The calm blue eyes of Maryknoll Father Michael Snyder shine with tears of emotion as he recalls the moment he discovered the heart of his missionary vocation: the presence of the Holy Spirit.

It happened when Father Mike, as he prefers to be called, was a young seminarian just completing his Swahili studies in his overseas mission-training program in Tanzania. He had gone to lead a prayer service for the Kuria people at the Kiagata parish in Musoma. Among the 40 Christians gathered there was Stella, an elderly woman. Her face, wrinkled and serious, gave the impression, says Father Mike, “that I should finish up my work and get home fast.”

Father Michael Snyder, a Maryknoll priest, plays guitar during Mass.

Father Snyder plays guitar during Mass at Maryknoll’s chapel in Ossining, N.Y.

As the service began, however, the seminarian witnessed a miracle. “Old Stella started to change right before my eyes!” he recalls. “The wrinkles began to smooth out, as her skin softened and began to shine with cheeks rounding out to such a beautiful smile across that face. As the old Kuria do, she started moving up and down in rhythm with the music. Finally she let out the ‘vigelegele,’ the traditional African shrill of happiness.”

Stella’s happiness was contagious to all, including the missioner. “I couldn’t help but feel a special presence in our midst,” says Father Mike. “I began to realize the power of the Holy Spirit. I felt I had been blessed. I had seen God!”

More than 40 years have passed and today Father Mike is the vocations director for the Maryknoll Fathers and Brothers. Sitting in his office, decorated with memorabilia of his 26 years of mission in Africa, he talks about his own mission life and the challenges and hopes for future vocations with Maryknoll.

Father Michael Snyder, a Maryknoll missionary priest, gives Communion to an African woman in Tanzania.

Father Michael Snyder gives Communion to a woman in Tanzania.

“We are not going to have the big numbers we had in the 1950s and ‘60s,” says the priest from Lanoka Harbor, N.J., explaining that in those years the selection process was less strict and vocations more abundant.
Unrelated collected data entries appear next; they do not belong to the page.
PR #282, opened 2024-01-18
fix: load_all patch, and Roxygen update

dsweber2:
This makes it so that `quantile_reg` and `smooth_quantile_reg` only get defined as new models if they aren't already in the current model namespace. Debugging these still requires restarting R; for everything else, there's `devtools::load_all()` (which works now).

In the process of writing this, roxygen ran into issues where the new version didn't recognize \`%@%\` and needed just a bare %@%.


R/make_quantile_reg.R
```diff
@@ -49,7 +49,10 @@ quantile_reg <- function(mode = "regression", engine = "rq", quantile_levels = 0
 }
 
 make_quantile_reg <- function() {
-  parsnip::set_new_model("quantile_reg")
+  current_env <- get_model_env()
```
dajmcdon, line 52: Can we do:
`model_env <- parsnip::get_model_env()`

And same below.

R/make_quantile_reg.R
```diff
@@ -49,7 +49,10 @@ quantile_reg <- function(mode = "regression", engine = "rq", quantile_levels = 0
...
+  if (!any(current_env$models == "quantile_reg")) {
```
dajmcdon, line 53: Perhaps `!("quantile_reg" %in% model_env$models)`. I somehow feel like that's clearer?

dajmcdon (approved):
I think you should also delete `.Rprofile`. Once you make these minor changes, feel free to merge.

R/make_quantile_reg.R
dsweber2: sure, that seems a reasonable style thing, I literally copy-pasted this from `check_model_exists`, which throws an error instead of giving the boolean for........ reasons??

PR #286, opened 2024-01-26
refactor: use checkmate for arg validation

dshemetov:
Related to https://github.com/cmu-delphi/epiprocess/issues/403.

I took the safe approach of changing the internals of the arg functions to use `checkmate`, that way we can rely on the existing unit tests and don't need to change any other epipredict code. The functions look a lot simpler and more unified now. We could eventually get rid of these wrappers and just invoke check functions directly, but that would take more refactoring work.


tests/testthat/test-arg_is_.R
```diff
@@ -44,7 +44,7 @@ test_that("scalar", {
 test_that("numeric", {
   expect_silent(arg_is_numeric(i, j, x, y))
   expect_error(arg_is_numeric(a))
-  expect_error(arg_is_numeric(d))
+  expect_silent(arg_is_numeric(d))
```
dshemetov, line 47: Dates now pass `arg_is_numeric`, this didn't affect the rest of the tests.

tests/testthat/test-arg_is_.R
```diff
@@ -68,7 +68,7 @@ test_that("positive", {
 test_that("nonneg", {
   expect_silent(arg_is_nonneg(i, j, x, y))
   expect_error(arg_is_nonneg(a))
-  expect_error(arg_is_nonneg(d))
+  expect_silent(arg_is_nonneg(d))
```
dshemetov, line 71: Dates now pass `arg_is_nonneg`, this didn't affect the rest of the tests.

tests/testthat/test-arg_is_.R
```diff
@@ -96,7 +96,8 @@ test_that("date", {
   expect_error(arg_is_date(d, dd, n))
   expect_error(arg_is_date(d, dd, nn))
   expect_silent(arg_is_date(d, dd, n, allow_null = TRUE))
-  expect_silent(arg_is_date(d, dd, nn, allow_na = TRUE))
+  # Upstream issue, see: https://github.com/mllg/checkmate/issues/256
+  # expect_silent(arg_is_date(d, dd, nn, allow_na = TRUE))
```
dshemetov, line 100: I had to remove `allow_na` from `arg_is_date`, due to a checkmate inconsistency, but this didn't affect the rest of the tests.

tests/testthat/test-arg_is_.R
```diff
@@ -136,14 +137,6 @@ test_that("function", {
...
 })
 
-test_that("sorted", {
-  expect_silent(arg_is_sorted(a = 1:5, b = 6:10))
-  expect_error(arg_is_sorted(a = 5:1, b = 6:10))
-  expect_error(arg_is_sorted(b = NULL))
-  expect_silent(arg_is_sorted(b = NULL, allow_null = TRUE))
-})
-
-
```
dshemetov, line 146: These weren't used anywhere and checkmate supports a sorted check for some data types, so I figured we could rely on that when we need it.

R/epipredict-package.R
```diff
@@ -4,6 +4,10 @@
 #' @importFrom stats poly predict lm residuals quantile
 #' @importFrom cli cli_abort
 #' @importFrom lifecycle deprecated
+#' @importFrom checkmate assert assert_character assert_int assert_scalar
+#'             assert_logical assert_numeric assert_number assert_integer
+#'             assert_integerish assert_date assert_function
+#' @importFrom purrr walk
```
dajmcdon, line 10: We shouldn't need this (or `{purrr}` at all). See https://github.com/cmu-delphi/epipredict/blob/d46e0c5c42eaa2c76ae495ad709bcd62eca5e633/R/compat-purrr.R#L9

dajmcdon (changes requested):
Do these changes result in reasonable/interpretable error messages (still get the argument names correct in the error message, etc.) Can you maybe show an example in the PR comments?

dshemetov:
Good question right, I brought back the `handle_arg_list` since it handled grabbing names well. Checkmate does quite well with preserving variable names in errors.

```r
r$> r1 <- epi_recipe(x) %>%
          step_epi_ahead(death_rate, ahead = 3.6) %>%
          step_epi_lag(death_rate, lag = 1.9)
Error in (function (name, value)  : 
  Assertion on 'ahead' failed: Must be of type 'integerish', but element 1 is not close to an integer.

r$> r2 <- epi_recipe(x) %>%
          step_epi_ahead(death_rate, ahead = 7) %>%
          step_epi_lag(death_rate, lag = -7)
Error in (function (name, value)  : 
  Assertion on 'lag' failed: Element 1 is not >= 0.

r$> step_growth_rate(r, value, role = 1)
Error in (function (name, value)  : 
  Assertion on 'role' failed: Must be of type 'character', not 'double'.

r$> step_growth_rate(r, value, horizon = 0)
Error in (function (name, value)  : 
  Assertion on 'horizon' failed: Element 1 is not >= 1.
```

dshemetov:
FWIW, `traceback()` can lead the user there

```r
r$> r1 <- epi_recipe(x) %>%
              step_epi_ahead(death_rate, ahead = 3.6) %>%
              step_epi_lag(death_rate, lag = 1.9)
Error in (function (name, value)  : 
  Assertion on 'ahead' failed: Must be of type 'integerish', but element 1 is not close to an integer.

r$> traceback()
15: stop(simpleError(sprintf(msg, ...), call.))
14: mstop("Assertion on '%s' failed: %s.", var.name, res, call. = sys.call(-2L))
13: makeAssertion(x, res, .var.name, add)
12: assert_integerish(value, null.ok = allow_null, lower = 0, any.missing = FALSE, 
        .var.name = name) at utils-arg.R#63
11: (function (name, value) 
    {
        assert_integerish(value, null.ok = allow_null, lower = 0, 
            any.missing = FALSE, .var.name = name)
    })(dots[[1L]][[1L]], dots[[2L]][[1L]])
10: mapply(.f, .x, .y, MoreArgs = list(...), SIMPLIFY = FALSE) at compat-purrr.R#72
9: map2(.x, .y, .f, ...) at compat-purrr.R#15
8: walk2(names, values, .tests) at utils-arg.R#10
7: handle_arg_list(..., .tests = function(name, value) {
       assert_integerish(value, null.ok = allow_null, lower = 0, 
           any.missing = FALSE, .var.name = name)
   }) at utils-arg.R#62
6: arg_is_nonneg_int(ahead) at step_epi_shift.R#126
5: step_epi_ahead(., death_rate, ahead = 3.6)
4: inherits(x, "epi_recipe") at epi_recipe.R#221
3: is_epi_recipe(recipe) at step_epi_shift.R#64
2: step_epi_lag(., death_rate, lag = 1.9)
1: epi_recipe(x) %>% step_epi_ahead(death_rate, ahead = 3.6) %>% 
       step_epi_lag(death_rate, lag = 1.9)
```

dajmcdon:
True, though it would be nice if `Error in (function (name, value)  : ` said `Error in step_epi_ahead() :` instead.

PR #294, opened 2024-02-20
Djm/resids hotfix

dajmcdon:
### Checklist

Please:

-   [x] Request a review from one of the current epipredict main reviewers:
        dajmcdon.
-   [x] Makes sure to bump the version number in `DESCRIPTION` and `NEWS.md`.

If `grab_residuals()` returns a data frame with some keys, then the `by_key` argument would cause an error. This is be cause, for example, if `geo_value` was a key (it always is), and the `r` object had the columns `c("geo_value", ".resid")`, then `bind_cols(key_cols, r)` renames the two geo_value columns to be distinct, and subsequent group_by operations failed.

-   Resolves #{issue number}

### DIFF
--- a/tests/testthat/test-dist_quantiles.R
+++ b/tests/testthat/test-dist_quantiles.R
@@ -10,14 +10,6 @@ test_that("constructor returns reasonable quantiles", {
   expect_error(new_quantiles(c(1, 2, 3), c(.1, .2, 3)))
 })
 
-test_that("tail functions give reasonable output", {
-  expect_equal(norm_q_par(qnorm(c(.75, .5), 10, 5)), list(m = 10, s = 5))
-  expect_equal(norm_q_par(qnorm(c(.25, .5), 10, 5)), list(m = 10, s = 5))
-  expect_equal(norm_q_par(qnorm(c(.25, .5), 0, 1)), list(m = 0, s = 1))
-  expect_equal(exp_q_par(qlaplace(c(.75, .5), 10, 5)), list(m = 10, s = 5))
-  expect_equal(exp_q_par(qlaplace(c(.25, .5), 10, 5)), list(m = 10, s = 5))
-  expect_equal(exp_q_par(qlaplace(c(.25, .5), 0, 1)), list(m = 0, s = 1))
-})
 
 test_that("single dist_quantiles works, quantiles are accessible", {
   z <- new_quantiles(values = 1:5, quantile_levels = c(.2, .4, .5, .6, .8))
--- a/tests/testthat/test-dist_quantiles.R
+++ b/tests/testthat/test-dist_quantiles.R
@@ -49,6 +49,34 @@ test_that("quantile extrapolator works", {
   expect_length(parameters(qq[1])$q[[1]], 7L)
 })
 
+test_that("small deviations of quantile requests work", {
+  l <- c(.05, .1, .25, .75, .9, .95)
+  v <- c(0.0890306, 0.1424997, 0.1971793, 0.2850978, 0.3832912, 0.4240479)
+  badl <- l
+  badl[1] <- badl[1] - 1e-14
+  distn <- dist_quantiles(list(v), list(l))
+
+  # was broken before, now works
+  expect_equal(quantile(distn, l), quantile(distn, badl))
+
+  # The tail extrapolation was still poor. It needs to _always_ use
+  # the smallest (largest) values or we could end up unsorted
+  l <- 1:9 / 10
+  v <- 1:9
+  distn <- dist_quantiles(list(v), list(l))
+  expect_equal(quantile(distn, c(.25, .75)), list(c(2.5, 7.5)))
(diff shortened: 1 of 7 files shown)


dsweber2:
Interesting, a little surprised I haven't actually run into this problem. If we're not doing grouping by `geo_value` by default, when would we want to do this? Is this a problem that comes up naturally for multi-aheads, e.g. `smooth_quantile_regression`?

So I tried the test without the change and it seems to have passed; doing a `browser()`, it looks like `grab_residuals` only returns a `.resid` column. My guess is that you had a more complicated situation where `grab_residuals` actually had too many columns that made this unit test from?

dsweber2 (changes requested):
Probably need to extract the test case slightly differently. Looking at `grab_residuals`, seems like it could only happen if `".resid"` is already in the residuals of `the_fit`, which is returning a dataframe.

Were you maybe using a different engine than `linear_reg`?

dajmcdon:
Here's the failure:

``` r
library(epipredict)
#> Loading required package: epiprocess
#> 
#> 
#>     filter
flat1 <- flatline_forecaster(case_death_rate_subset, "death_rate")
flat2 <- flatline_forecaster(
  case_death_rate_subset, "death_rate",
  args_list = flatline_args_list(quantile_by_key = "geo_value")
)
#> New names:
#> • `geo_value` -> `geo_value...1`
#> • `geo_value` -> `geo_value...2`
#> Error in `dplyr::group_by()`:
#> ! Must group by variables found in `.data`.
#> ✖ Column `geo_value` is not found.
```

<sup>Created on 2024-02-20 with [reprex v2.1.0](https://reprex.tidyverse.org)</sup>


And on rebuilding with this fix:

``` r
library(epipredict)
#> Loading required package: epiprocess
#> 
#> 
#>     filter
flat1 <- flatline_forecaster(case_death_rate_subset, "death_rate")
flat2 <- flatline_forecaster(
  case_death_rate_subset, "death_rate",
  args_list = flatline_args_list(quantile_by_key = "geo_value")
)
```

<sup>Created on 2024-02-20 with [reprex v2.1.0](https://reprex.tidyverse.org)</sup>

dajmcdon:
It's because of the `grab_residuals()` function returning a tibble with 2 columns (`geo_value` and `.resid`) for the flatline engine. This doesn't (necessarily) happen with other engines.

dsweber2:
That seems simple enough to include as the unit test maybe?

I tried the straightforward `wf <- epi_workflow(r, parsnip::linear_reg() %>% parsnip::set_engine("flatline")) %>% fit(jhu)` to get the test to fail on the old version, but that gives the confusing error of
```
Error in `dplyr::arrange()`:
ℹ In argument: `..1 = time_value`.
Caused by error:
! object 'time_value' not found
```

tests/testthat/test-dist_quantiles.R
```diff
@@ -49,6 +41,34 @@ test_that("quantile extrapolator works", {
...
+
+  # was broken before, now works
+  expect_equal(quantile(distn, l), quantile(distn, badl))
+
+  # The tail extrapolation was still poor. It needs to _always_ use
+  # the smallest (largest) values or we could end up unsorted
+  l <- 1:9 / 10
+  v <- 1:9
+  distn <- dist_quantiles(list(v), list(l))
+  expect_equal(quantile(distn, c(.25, .75)), list(c(2.5, 7.5)))
```
dsweber2, line 59: Sanity check, this is 2.5 because that's halfway between 2 and 3, which are the `.2` and `.3` quantile values?

tests/testthat/test-dist_quantiles.R
```diff
@@ -49,6 +41,34 @@ test_that("quantile extrapolator works", {
...
+  expect_equal(quantile(distn, c(.1, .9)), list(c(1, 9)))
+  qv <- data.frame(q = l, v = v)
+  expect_equal(
+    unlist(quantile(distn, c(.01, .05))),
+    tail_extrapolate(c(.01, .05), head(qv, 2))
+  )
```
dsweber2, line 65: Not sure I quite get how this is testing the tail behavior; is it just checking that `quantile` is using `tail_extrapolate` to calculate the values at those quantiles?

dsweber2 (approved):
Half of this is addressing a new issue right? Seems like you changed the extrapolation to use the same method regardless of region and refactored some functions?

I have lingering questions about things but I wouldn't let those block

dsweber2:
oh, I pushed the change for the styler, which seems to have been the only thing that was breaking the CI

dajmcdon:
@dsweber2 Am I good to merge this?

dsweber2:
oh, I suppose I should've said that in addition to approving. Would you prefer I just merge if I approve when I'm tagged?

But yes, lgtm!

dajmcdon:
Ah, no problem. I think better for the PR creator to merge once satisfied, but I lost track of whether we were both satisfied!

PR #295, opened 2024-03-06
Djm/plotting

dajmcdon:
### Checklist

Please:

-   [ ] Request a review from one of the current epipredict main reviewers:
        dajmcdon.
-   [x] Makes sure to bump the version number in `DESCRIPTION` and `NEWS.md`.

-   Resolves #{issue number}


DESCRIPTION
```diff
@@ -51,7 +52,6 @@ Suggests:
     data.table,
     epidatr (>= 1.0.0),
     fs,
```
dshemetov, line 54: Did `fs` get accidentally added back in after the "prune imports" merge?

dajmcdon: No this is correct. It should be in Suggests (got pruned from Imports).

dshemetov (approved):
Made a few docs change and added a few snapshot tests. Example plots looked good locally.

PR #1508, opened 2020-06-22
The long road to use Icon theme

rodolforg:
starting to move to Gtk::IconTheme instead of deprecated IconFactory and StockID

### DIFF
--- a/synfig-studio/images/Makefile.am
+++ b/synfig-studio/images/Makefile.am
@@ -418,7 +418,10 @@ appicondir="${datadir}/icons/hicolor"
 imagedir="${synfig_datadir}/images"
 image_DATA = $(IMAGES)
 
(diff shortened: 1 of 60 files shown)


rodolforg:
I did not modify the CMake files :(

rodolforg:
Just to clarify: I paused my work on this PR until the new stable version be released.
Reason: this PR requires a lot of changes in action handling to get rid of deprecated StockID (as far as I can tell: by creating something similar binding action with presentation info like label text, icon and tooltips).

A lot of work that should be tested right away it's approved by revisers and merged to master, by more users to check if anything is wrong or missing :(

ice0:
Merged via #2632.

P.S. `Widget_InterpolationEnum` is not merged, because I'm not sure if it's needed.

PR #1514, opened 2020-06-24
Edit tooltips for style consistency

FirasH:
Fixed some inconsistent tooltips (caps and form)

### DIFF
--- a/synfig-core/src/modules/lyr_freetype/lyr_freetype.cpp
+++ b/synfig-core/src/modules/lyr_freetype/lyr_freetype.cpp
@@ -705,7 +705,7 @@ Layer_Freetype::get_param_vocab(void)const
 
 	ret.push_back(ParamDesc("use_kerning")
 		.set_local_name(_("Kerning"))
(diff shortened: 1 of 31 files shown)


synfig-core/src/modules/lyr_freetype/lyr_freetype.cpp
```diff
@@ -705,12 +705,12 @@ Layer_Freetype::get_param_vocab(void)const
 
 	ret.push_back(ParamDesc("use_kerning")
 		.set_local_name(_("Kerning"))
-		.set_description(_("Enables/Disables font kerning (If the font supports it)"))
+		.set_description(_("When checked. enables font kerning (If the font supports it)"))
```
ice0, line 708: Looks like there should be a comma here?

FirasH: Right, nice catch!

ice0:
Merged. Thank you!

In the past, Maryknoll primarily accepted candidates from the United States. Now, with a world changing through communications technology, and the Catholic Church’s changing concepts of God’s mission in the world, the Society has slowly begun to accept applications of men from other countries.

Most vocation inquiries still come from young people in the United States who find Maryknoll via the Internet through agencies that provide information about missionary vocations.

Maryknoll receives about 400 such inquiries a year. Father Mike responds to them immediately and keeps their names in a database, but he says making a decision is usually a long process for potential candidates, who are inundated with information from various congregations, societies and institutions. Once contact is made, Maryknoll sets up a meeting with the potential candidate and one of the Society’s vocation promoters.

Currently, Maryknoll has 10 candidates—including four men from Kenya who studied at a university where a Maryknoll priest was a chaplain, and one from Singapore who came in contact with Maryknoll in Hong Kong. One of the requirements for candidates from abroad is that they have met and had contact with a Maryknoll missioner or with a parish where a Maryknoll missioner served.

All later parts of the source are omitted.